Final answer:
The pie plate moves through 183 / (10π) revolutions, which is 183/5 radians or (183 / (10π)) * 360 degrees. Each of the 10 equal slices of the pie has an angular size of π/5 radians.
Step-by-step explanation:
To calculate the angular distance the pie plate has moved through in revolutions, radians, and degrees, we first need to use the relationship between arc length, radius, and angle of rotation. The formula for the circumference of a circle, which is the arc length for one revolution, is C = 2πr, where r is the radius, and π (pi) is approximately 3.14159.
The radius of the 10-inch diameter plate is 5 inches (r = 10/2).
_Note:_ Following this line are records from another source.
PR #1056, opened 2020-11-19
chore(oas-to-snippet): replace stringified request body with JSON.stringify and object

Dashron:
replace stringified request body with JSON.stringify and object

## 🧰 What's being changed?

The request body in the node example must be a string. Originally we were translating the JSON object to a string and including that. A JSON.stringified object is difficult to read, so this PR keeps the object literal and wraps it in a JSON.stringify call in the example.

See https://app.asana.com/0/1199087650851461/1198986894847661 for more discussion and example pictures.

## 🧪 Testing

Go to the petstore example, and the "add a new pet"  API call. Start typing in the "category" request body form below the example, and you should see the example automatically update with a request body that is an object literal wrapped in JSON.stringify.

### DIFF
--- a/packages/oas-to-snippet/src/index.js
+++ b/packages/oas-to-snippet/src/index.js
@@ -44,12 +44,6 @@ module.exports = (oas, operation, values, auth, lang, oasUrl) => {
     };
   }
 
-  if (lang === 'node') {
-    language.httpsnippet[2] = {
-      useObjectBody: true,
-    };
-  }
-
   return {
     code: snippet.convert(...language.httpsnippet),
     highlightMode: language.highlight,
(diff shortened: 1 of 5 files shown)


packages/oas-to-snippet/src/index.js
```diff
@@ -44,6 +44,12 @@ module.exports = (oas, operation, values, auth, lang, oasUrl) => {
     };
   }
 
+  if (lang === 'node') {
+    language.httpsnippet[2] = {
+      useObjectBody: true,
```
erunion, line 49: You want to move this into `src/supportedLanguages` instead? Since it's not using `oasUrl` or `oas` like [node-simple](https://www.npmjs.com/package/api) snippets are we can probably leave this option contained there.

erunion (approved):

packages/oas-to-snippet/src/index.js
Dashron: Oh totally, way better. Didn't notice that config list before. Getting a new pr shortly.

PR #1065, opened 2020-11-24
feat: flipping the order of data in the response schema component

erunion:
## 🧰 What's being changed?

This flips the order of data we're showing in the response schema component on operations from `type` → `property` to `property` → `type`.

## 🧪 Testing

You can test this out on the petstore example under the "Finds Pets by status" operation. Some examples:

Screen Shot 2020-11-24 at 10 51 56 AM

Screen Shot 2020-11-24 at 10 53 31 AM

### DIFF
--- a/packages/api-explorer/src/ResponseSchemaBody.jsx
+++ b/packages/api-explorer/src/ResponseSchemaBody.jsx
@@ -55,6 +55,8 @@ class ResponseSchemaBody extends React.Component {
               textAlign: 'right',
               overflow: 'visible',
               wordBreak: 'break-all',
+              // eslint-disable-next-line no-dupe-keys
+              wordBreak: 'break-word',
             }}
           >
             {row.name}
--- a/packages/api-explorer/src/ResponseSchemaBody.jsx
+++ b/packages/api-explorer/src/ResponseSchemaBody.jsx
@@ -51,24 +51,23 @@ class ResponseSchemaBody extends React.Component {
         <tr key={Math.random().toString(10)}>
           <th
             style={{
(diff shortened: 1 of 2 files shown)


packages/api-explorer/src/ResponseSchemaBody.jsx
```diff
@@ -51,24 +51,23 @@ class ResponseSchemaBody extends React.Component {
         <tr key={Math.random().toString(10)}>
           <th
             style={{
-              whiteSpace: 'nowrap',
-              width: '30%',
               paddingRight: '5px',
               textAlign: 'right',
-              overflow: 'hidden',
+              overflow: 'visible',
+              wordBreak: 'break-all',
```
runnabro, line 57: `break-word` will prefer to keep words intact while allowing breaks.

break-all: pricingOptions = pricingOption (break) s
Screen Shot 2020-11-24 at 12 06 08 PM

break-word: pricingOptions kept intact
Screen Shot 2020-11-24 at 12 06 13 PM

Doesn't work in IE, but we could have both and IE will take the break-all fallback.

```
wordBreak: 'break-all',
wordBreak: 'break-word',
```

runnabro (approved):
Left a small comment!

packages/api-explorer/src/ResponseSchemaBody.jsx
erunion: k i'll use both

erunion: @runnabro Updated!

PR #1070, opened 2020-11-25
fix(examples): fix examples button type

runnabro:
Before (Firefox and chrome only):
Screen Shot 2020-11-24 at 5 12 32 PM

After:
Screen Shot 2020-11-24 at 5 39 11 PM


erunion (approved):
lol I never noticed this

PR #1080, opened 2020-12-03
chore(deps): move variable to peerdep

kellyjosephprice:
## 🧰 What's being changed?

This sets `@readme/variable` as a peerDep. Variable is using a context to propagate user variables. So, it needs to be a singleton in the app, otherwise any imported consumers won't be matched the correct provider.

[ticket](https://app.asana.com/0/1199089258199423/1199528380076880/f)


Dashron:
code looks fine 👍  is this one of those "if the site loads it's fine" issues, or is there something else we should look for.

erunion:
@Dashron Yeah if the site loads and tests pass it's fine.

The rim of the pie plate moving through a distance of 183 inches corresponds to Δs, the arc length in the formula Δθ = Δs/r, where Δθ is the angle of rotation in radians.
First, calculate the number of revolutions (Δθ in revolutions): 183 inches arc length divided by the circumference of the pie plate (2π * 5). Then, convert the answer to radians by multiplying by 2π radians per revolution and to degrees by multiplying by 360 degrees per revolution.
183 inches / (2π * 5 inches) = 183 / (10π) revolutions. In radians, this gives (183 / (10π)) * 2π = 183/5 radians, and in degrees, (183 / (10π)) * 360 degrees.
For the angle of one slice of the pie, since there are 10 equal slices and a full pie is 2π radians, one slice is 2π/10 = π/5 radians.